- Other names: SDSS, X-linked intellectual disability Stocco dos Santos type
- Specialty: Medical genetics
- Symptoms: Ocular, muscular and skeletal differences
- Frequency: very rare

= Stocco dos Santos syndrome =

Stocco dos Santos syndrome is an extremely rare multi-systemic genetic disorder which is present from birth.
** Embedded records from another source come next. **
PR #412, opened 2026-05-08
feat(events): add event-sink system with 34 domain events

RaggedR:
## Summary

- **Event-sink architecture**: sealed `AppEvent` class with 34 domain event types, `dispatch()` function, and registered sinks (console + JSONL file)
- **Full gameplay coverage**: 40 dispatch sites across 10 files covering auth, rooms, movement, terminals, casting, chat, map editing, proximity, bots, LiveKit, and screen sharing
- **Log bridge**: all existing `_log.*` calls routed through the same JSONL pipeline without rewriting any log sites
- **Pure business logic extraction**: `castSuccessEvents()` pure function, `performCast` returns `WithEvents<DoorCastResult>`
- **Production sinks**: console sink (dev, `debugPrint`), JSONL file sink (native via `path_provider`), web stub
- **Documentation**: `robin-docs/LOGS.md` with full event catalogue, dispatch site map, example session log, and `jq` recipes

## Event types (34)

Cast/spellbook (3): WordLearned, ChallengeCompleted, SpellCastFailed
Game world (7): DoorUnlocked, RemoteDoorUnlocked, PlayerMoved, TerminalOpened, TerminalClosed, AvatarSelected, MediaEnabled
Room (5): RoomJoined, RoomLeft, RoomCreated, RoomMapSaved, RoomDeleted
Auth (3): UserSignedIn, UserSignedOut, ProfileUpdated
Code (1): CodeSubmitted
Map editor (3): MapEditorEntered, MapEditorExited, MapEdited (8 action variants)
Multiplayer (7): PlayerEnteredProximity, PlayerLeftProximity, BotJoined, BotLeft, ScreenShareToggled, LiveKitConnected, LiveKitDisconnected
Chat (4): GroupMessageSent, DmSent, HelpRequested, BotSpoke
Log bridge (1): AppLogRecord

## Test plan
- [x] 1508 tests pass (net +10 new tests)
- [x] `flutter analyze --fatal-infos` clean (pre-existing LiveKit warning only)
- [x] New tests: dispatch fan-out, sink ordering, console output, toJson serialization, castSuccessEvents purity, performCast event variants
- [ ] Cage-match review

🤖 Generated with [Claude Code](https://claude.com/claude-code)

PR #436, opened 2026-05-11
feat(events): event-sink system with 34 domain events (replaces #412)

nickmeinhold:
## Summary

Cherry-picks RaggedR's `audit/add-events` substantive commits onto current `main`, dropping the `0c1ce0c0` merge commit (which would have re-introduced `e50d2e55`, already on main) and dropping the `robin-docs/` working notes (per the platform-vs-content principle — those belong with the fork).

- **5 commits cherry-picked**: `cb282eb8` (core feat) + `f0a75549` (cage-match review) + `a0c1480e` (unawaited async + PII) + `bce408d5` (77 E2E tests) + `f1ee1263` (E2E cage-match review)
- **2 new commits**: `robin-docs/` removal + dead-link fix in `CLAUDE.md`; case-insensitive fix for `CodeSubmitResult.fromWire`

## Conflicts resolved

- **`lib/main.dart`** (init): kept `runZonedGuarded` + Crashlytics wrapper from main; slotted `await _registerEventSinks()` inside it. Both essential — crash reporting + event registration.
- **`lib/main.dart`** (code-submit): took the fork's typed-enum approach (`CodeSubmitResult.fromWire`) which is strictly better than the prior stringly-typed `.toLowerCase() == 'pass'` and aligns with the codebase's "stringly-typing is a smell" standard.
- **`lib/map_editor/map_sync_service.dart`**: kept both `logging` and `events/{dispatch,types}` imports.

## Real bug fix surfaced by cherry-pick

The cage-match-review test in `bce408d5` asserted `CodeSubmitResult.fromWire('PASS')` → `pass`, but the implementation only matched literal lowercase — `'PASS'` fell through to `timeout`. Normalized at the parse boundary with `wire?.toLowerCase()`.

## Verification

- `flutter analyze --fatal-infos` → No issues found
- `flutter test` → 1648/1648 passing (was 1473 before this PR; +175 tests, ~77 of which are the new event-pipeline E2E suite)

## Review tier

Boundary-class — touches wire format (event JSON), concurrency (async sinks at startup), and lifecycle (event dispatch wired into Logger + Crashlytics zone). Recommend **cage-match** before merge.


nickmeinhold:
## CarnotCodeCarver's Review

**Verdict:** REQUEST_CHANGES

**Summary:** No real engine matches the Carnot cycle; a reviewer’s job is to say how far short we are. This PR gets the Dart 3 sealed-event direction right, but the new log bridge creates a privacy regression and the dispatcher lets observability failures perturb product behavior. I reviewed by reading only, per instruction; I did not run the suite.

**Findings:**
- lib/main.dart:147 + lib/events/types.dart:774 + lib/events/sinks/file_sink.dart:11 persist raw `LogRecord.message` into native `events.log`, and existing log sites include user-authored chat/DM text (`lib/chat/chat_service.dart:453` logs `Sent message: "$text"`, `lib/chat/chat_service.dart:656` logs `Sent DM to $peerId: "$text"`). The explicit domain events carefully omit message bodies (`GroupMessageSent` has only `messageId`), but the root log bridge reintroduces the payload through the side door. That is entropy increasing in the privacy boundary: release native builds register the file sink whenever `!kIsWeb` (`lib/main.dart:108-111`), so private chat content now survives restarts in app documents. Feynman: "What I cannot create, I do not understand." If the event catalogue intentionally avoids PII, the log bridge needs redaction/classification or must not be routed to persistent sinks by default.
- lib/events/dispatch.dart:35-39 calls every sink directly and `unawaited(sink(event))` without an error boundary. A throwing sync sink aborts the originating app flow before later sinks run; a failing async sink becomes an uncaught async error in the zone. Observability must be thermodynamically irreversible from product behavior: heat may leave the engine, but the exhaust pipe must not seize the piston. Wrap each sink invocation independently and attach `.catchError`/logging that cannot recursively poison dispatch. Add tests for sync throw, async throw, and later sinks still receiving the event.

**The Good:**
- `sealed class AppEvent` plus Dart 3 switch expressions in `consoleSink` is the right shape for a closed event catalogue; the analyzer can now enforce exhaustiveness instead of relying on reviewer memory. Dijkstra: "Simplicity is prerequisite for reliability."
- `CodeSubmitResult` moves the submission outcome out of stringly runtime comparisons, and `fromWire` normalizes at the boundary. That is exactly where the irreversibility belongs: wire entropy enters once, domain code sees an enum.
- The event tests include catalogue uniqueness, JSON serialization smoke coverage, and real-path E2E coverage for cast/proximity events. The count-based tests are a blunt instrument, but here blunt is acceptable: they force future event additions to touch the catalogue intentionally.

**The Concerns:**
- `lib/events/types.dart:47-57`, `lib/events/types.dart:145-154`, `lib/events/types.dart:539-547`, `lib/events/types.dart:624-629`, and `lib/events/types.dart:678-689` still expose challenge identifiers as `String` even though the repo already has closed sets: `CodeChallengeId` and `PromptChallengeId`. The comment on `ChallengeCompleted` correctly identifies a union, then stops short of modeling it. Use a sealed `ChallengeId`/`ChallengeRef` wrapper or branded wire type so invalid challenge IDs cannot be manufactured at any call site. von Neumann: "There’s no sense in being precise when you don’t even know what you’re talking about." Here we do know the set; the type signature should say it.
- `lib/main.dart:126-157` routes every root log record into the same event pipeline as domain events. That conflates two different thermodynamic reservoirs: operational logs are unbounded, messy, and often sensitive; domain events are curated facts. Consider separate sink policies or an `AppEvent` privacy/retention classification before file/remote routing.
- `lib/events/sinks/file_sink.dart:22-25` explicitly chooses no rotation while writing every event and bridged log line to a single append-only file. OS-managed storage is not a retention policy; it is the second law with a shrug. Add rotation, size caps, or build-mode gating before this becomes a slow storage leak.
- `lib/spellbook/cast_effects.dart:79-81` dispatches `WordLearned`/`ChallengeCompleted` even after `learnWord` or `markChallengeCompleted` failures are swallowed. That may be consistent with the current UI unlock semantics, but the event names read as durable facts. If these mean "cast accepted" rather than "persistence completed", rename/split the events so downstream analytics do not infer state that Firestore rejected.

nickmeinhold:
## MaxwellMergeSlam's Review

**Verdict:** REQUEST_CHANGES *(updated post-cage-match — Carnot caught a side-channel I missed; see Findings #0)*

**Summary:** Solid platform-grade event-sink infrastructure — sealed `AppEvent`, exhaustive pattern matching in sinks, typed enums where it counts. But the `Logger` → `AppLogRecord` bridge defeats the carefully-designed PII discipline of the domain events, because `chat_service.dart` interpolates raw chat/DM bodies into `_log.info(...)` calls — and those now persist to disk on native builds. `Tyler Durden: "The first rule of fight club is you do not talk about fight club."` The first rule of an event catalogue is you do not let the side-door rewrite the contract.

**Findings:**

- **[HIGH — caught by Carnot, not me] `lib/main.dart:147-156` + `lib/chat/chat_service.dart:453,656` — `Logger` bridge persists raw chat/DM bodies to disk.**
  The explicit domain events (`GroupMessageSent`, `DmSent`) correctly carry only `messageId`/`peerId` — no body. *But* the new bridge routes `Logger.root.onRecord` → `dispatch(AppLogRecord(message: record.message))` → `fileSink` → `events.log` in app documents. And `chat_service.dart` already logs raw text via the Logger:
  ```dart
  lib/chat/chat_service.dart:453: _log.info('Sent message: "$text"');     // group chat body
  lib/chat/chat_service.dart:656: _log.info('Sent DM to $peerId: "$text"'); // DM body
  ```
  On native builds (`!kIsWeb`), the file sink is registered unconditionally — so every group message and DM persists to disk across restarts. The domain-event surface is clean; the log bridge is the side-door that defeats it. Fix is either (a) scrub the chat_service log calls to omit `$text` (cheap, addresses root cause), or (b) gate the `AppLogRecord` bridge from persistent sinks. I'd take (a). `Morpheus: "There's a difference between knowing the path and walking the path."` I knew the path (PII discipline) but missed where it leaked. Carnot walked it.

- **[MEDIUM] `lib/events/dispatch.dart:34-37` — sync sinks are not exception-isolated.**
  ```dart
  for (final sink in syncs) {
    sink(event);  // bare call — no try/catch
  }
  ```
  `file_sink.dart` explicitly comments "a failing sink must never crash the app" — yet `dispatch` itself doesn't enforce that contract for sync sinks. If a sync sink throws (e.g., `jsonEncode` on a non-encodable field, or any future bridge sink), the throw propagates out of `dispatch()`. The PR uses fire-and-forget call sites like:
  ```dart
  dispatch([CodeSubmitted(...)]);
  if (codeResult == CodeSubmitResult.pass) { … }   // never runs if dispatch threw
  ```
  Player's challenge-completion silently lost when the issue is in instrumentation, not gameplay. Wrap each sync sink call in `try { sink(event); } catch (e, st) { debugPrint('[dispatch] sync sink threw: $e'); }`. Async sinks are already safe via `unawaited` + `runZonedGuarded`.

- **[LOW] `lib/events/types.dart` — no PII marker on event types.**
  Several events carry user-supplied or sensitive content: `BotSpoke.text` (full bot transcript), `SpellCastFailed.transcript` (raw STT output, *explicitly documented* as local-only), `ProfileUpdated.displayName`, `DmSent.peerId`. The CLAUDE.md addition mentions "future Crashlytics" as a sink target. When that lands, every future maintainer needs to remember which events are remote-safe. A `bool get containsPii => false;` on `AppEvent` overridden by the unsafe ones (or a sealed marker mixin) makes the gate impossible to forget. `Roy Batty: "All those moments will be lost in time, like tears in rain"` — and so will good intentions in a comment, six months from now. Followup task, not a merge blocker.

- **[LOW] `lib/events/sinks/file_sink.dart:36-40` — concurrent append-mode writes.**
  Each `dispatch` call schedules a fresh `writeAsString(... mode: append)`. Dart's `writeAsString` opens, writes, closes — a separate file handle per event. POSIX guarantees `O_APPEND` writes are atomic *per write syscall*, so single-event JSONL lines are safe. **However:** rapid bursts (e.g., the `AppLogRecord` bridge under load) create many concurrent file handles. macOS default `ulimit -n` is 256 — a sufficiently noisy debug session could exhaust descriptors. Not a real risk under normal use, but worth a soft "batch into IOSink with periodic flush" follow-up if event volume climbs.

- **[OBSERVATION] `lib/main.dart:147-156` — Logger → AppLogRecord bridge is elegant.**
  Single-source-of-truth for log records that wants to land in both DevTools AND the JSONL file. Importantly: file_sink errors `debugPrint` rather than going through `Logger.root` — no infinite log loop. Nicely thought through.

- **[OBSERVATION] `lib/main.dart:103-117` — `sinksRegistered` guard against hot-restart double-registration.**
  Global mutable state survives hot restart in Dart; this is the right guard. The CodeSubmitResult.fromWire bug surfaced during my own cherry-pick gate (now fixed in `lib/events/types.dart:531`) was the kind of test-impl drift cage-match exists to catch.

**The Good:**

- **Sealed `AppEvent` + exhaustive pattern matching in sinks.** Dart 3 sealed-class machinery means any new event MUST be added to `consoleSink`'s switch or it won't compile. This is the design's load-bearing invariant and it's executed correctly. `Morpheus: "There's a difference between knowing the path and walking the path."` This codebase walks the path.
- **Typed enums where it counts**: `CodeSubmitResult` (pass/fail/timeout), `CastFailureReason` (noMatch/notLearned/wrongDoor), `MapEditAction`, `LogSeverity`. The fork's f0a75549 commit replaced stringly-typed `codeResult` with `CodeSubmitResult.fromWire(...)` — that's the codebase's stated standard ("stringly-typing is a smell") applied at the boundary.
- **Snapshot-before-iterate in `dispatch.dart:32-33`** — defends against sink-registers-sink-during-dispatch reentrancy. Subtle but correct.
- **77 E2E tests** including order-sensitive session lifecycle tests (`session lifecycle full session sequence is well-ordered`). These will catch regressions cheaply.
- **PII boundary is documented** at `SpellCastFailed`: "Local-only — scrub before routing to any remote sink." Comments can lie (per memory), but this one is paired with the actual behavior (only console + local-file sinks today).
- **`WithEvents<T>` typedef** for business functions that produce events alongside a result — pure-function-returning-effects pattern, makes side-effect injection testable without globals. Carnot will probably love this part.

**The Concerns:**

- Sync sink exception isolation is the only real merge blocker for me, and I'm willing to accept it as a follow-up rather than a block — the current sync sinks (consoleSink in debug only, fileSink which is internally async) are very unlikely to throw. But it's a one-line fix and the contract is already documented in file_sink.dart's own comments, so doing it now costs nothing.
- The platform-vs-content principle is honored: dropping `robin-docs/` keeps Robin's working notes with the fork and the platform repo stays focused. `John McClane: "Welcome to the party, pal."` Good cherry-pick discipline.

**Verdict rationale (updated):** REQUEST_CHANGES because of the Logger→AppLogRecord side-channel persisting raw chat/DM text to disk on native — that's a real privacy regression, not a polish item. The fix is small (one line in chat_service.dart × 2 sites, OR a build-mode gate on the AppLogRecord bridge), but it must land before merge. The rest of the PR is genuinely well-designed and the platform-substrate it builds is exactly what world-builders need.

**Calibration note:** Carnot caught what Maxwell missed — the side-channel through the Logger bridge, found by tracing the data path end-to-end rather than just inspecting the explicit event surface. This is the same-family blind spot that cage-match's three-model design exists to prevent.

nickmeinhold:
## Cage-match findings addressed — bundle pushed (bd97322)

**Carnot's two REQUEST_CHANGES findings — fixed inline:**

1. **PII side-channel via Logger bridge** — scrubbed at the source: `chat_service.dart:453` and `:656` now log `id+length` instead of raw `$text`. Verified other Logger PII sites (oracle_service, stt_service_web, video_bubble_component) are FINE-level and filtered by `Logger.root.level = INFO` before reaching the bridge.

2. **Sync sink exception isolation** — `dispatch.dart` now wraps each sync sink in `try/catch` and each async sink in `unawaited(... .catchError(...))`. Observability failures can never propagate into the calling flow.

**Carnot's other concerns — deferred to focused follow-ups:**

- Typed `ChallengeRef` for event `challengeId: String` fields → captured as task; touches 15+ test sites + 5 event types; deserves its own PR with proper review cycle.
- File rotation policy → captured; punt to platform-vs-content design discussion (does retention belong to the platform or to each world?).
- `WordLearned`/`ChallengeCompleted` attempt-vs-persistence semantics → captured; revisit when adding the first remote sink.

**Verification:**
- `flutter analyze --fatal-infos` → No issues found
- `flutter test` → 1648/1648 passing
- No new tests added for the sink try/catch yet (Carnot suggested some); deferred to the same follow-up that fixes the typed-ref refactor, since both touch `test/events/dispatch_test.dart`.

Re-requesting cage-match isn't free (Kelvin is currently unavailable; Gemini Pro exhausted). Maxwell-of-record updates: the two REQUEST_CHANGES findings are addressed; verdict can be lifted to APPROVE pending CI.

PR #459, opened 2026-05-14
feat(events): add containsPii marker + registerRemoteSink gate

nickmeinhold:
## Summary

Replaces comment-based PII gate (`/// Local-only — scrub before routing to any remote sink.`) with a type-system invariant. From CLAUDE.md TODO:

> Add `containsPii` marker to `AppEvent`. A `bool get containsPii => false;` overridden by `true` on `SpellCastFailed`, `BotSpoke`, `ProfileUpdated`, `DmSent` etc. makes the gate to remote sinks impossible to forget. Currently the gate is a code comment that future maintainers will ignore.

### Changes

- `AppEvent` gains `bool get containsPii => false;` default.
- 15 PII-carrying events override `=> true;` with a justification comment.
- New `registerRemoteSink(Sink)` / `registerRemoteAsyncSink(AsyncSink)` helpers in `dispatch.dart` wrap any off-device sink and drop PII events before they reach it. Local sinks (`registerSink`) bypass — they're inside the trust boundary.
- 37 new tests in `test/events/pii_marker_test.dart`:
  - Positive case per PII-marked event (`containsPii == true`)
  - Negative case per non-PII event (`containsPii == false`)
  - 3 integration tests on the remote-sink filter (drops PII, passes non-PII, mixed stream)

### PII=true events (15)

| Event | Why |
|---|---|
| `SpellCastFailed` | raw STT transcript |
| `BotSpoke` | free-form bot reply text |
| `UserSignedIn` | userId + displayName |
| `ProfileUpdated` | displayName |
| `DmSent` | peerId + conversationId |
| `GroupMessageSent` | references user-authored chat content |
| `PlayerEnteredProximity` / `PlayerLeftProximity` | player identity |
| `AppLogRecord` | free-form log message — per CLAUDE.md TODO may contain STT transcripts (`stt_service_web.dart`) or oracle replies (`oracle_service.dart`) |
| `RoomJoined` / `RoomCreated` / `RoomMapSaved` / `RoomDeleted` | user-typed room names |
| `LiveKitConnected` | user-typed room name |
| `MapEditorEntered` | user-typed map name |

Conservative classification — when in doubt, mark PII=true. Cost of a false positive is a missing telemetry line; cost of a false negative is a leak.

### Why this is boundary-class

This is the type-system gate for PII routing to off-device sinks (Crashlytics, telemetry). A future maintainer who registers a remote sink via `registerSink` directly bypasses the gate — that should fail code review. The contract is: **off-device sinks go through `registerRemoteSink`, full stop.**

It is characterized by heart, skeletal, muscular abnormalities with accompanying intellectual disabilities.

== Presentation ==

People with Stocco dos Santos syndrome often show the following symptoms: dolichocephaly, cranial asymmetry, talipes equinovarus, camptodactyly, Hypoplasia, anophthalmia, Buphthalmos, progressive retinal detachment, aniridia, tricuspid valve prolapse, mitral and tricuspid insufficiency, hyperactivity, intellectual disability, low birth weight and short stature.

== Causes ==

This condition is thought to be caused by mutations in chromosome Xp11.22, and thought to be X-linked recessive.

== Etiology ==

On May 1, 1991, a novel X-linked genetic disorder was discovered through a Brazilian family, when severe intellectual disabilities, bilateral congenital hip dislocation, and low height were found in four male first-cousins, with three out of the four cousins carrying a new variant of glucose-6-phosphate dehydrogenase. There haven't been any more reported cases since 1992.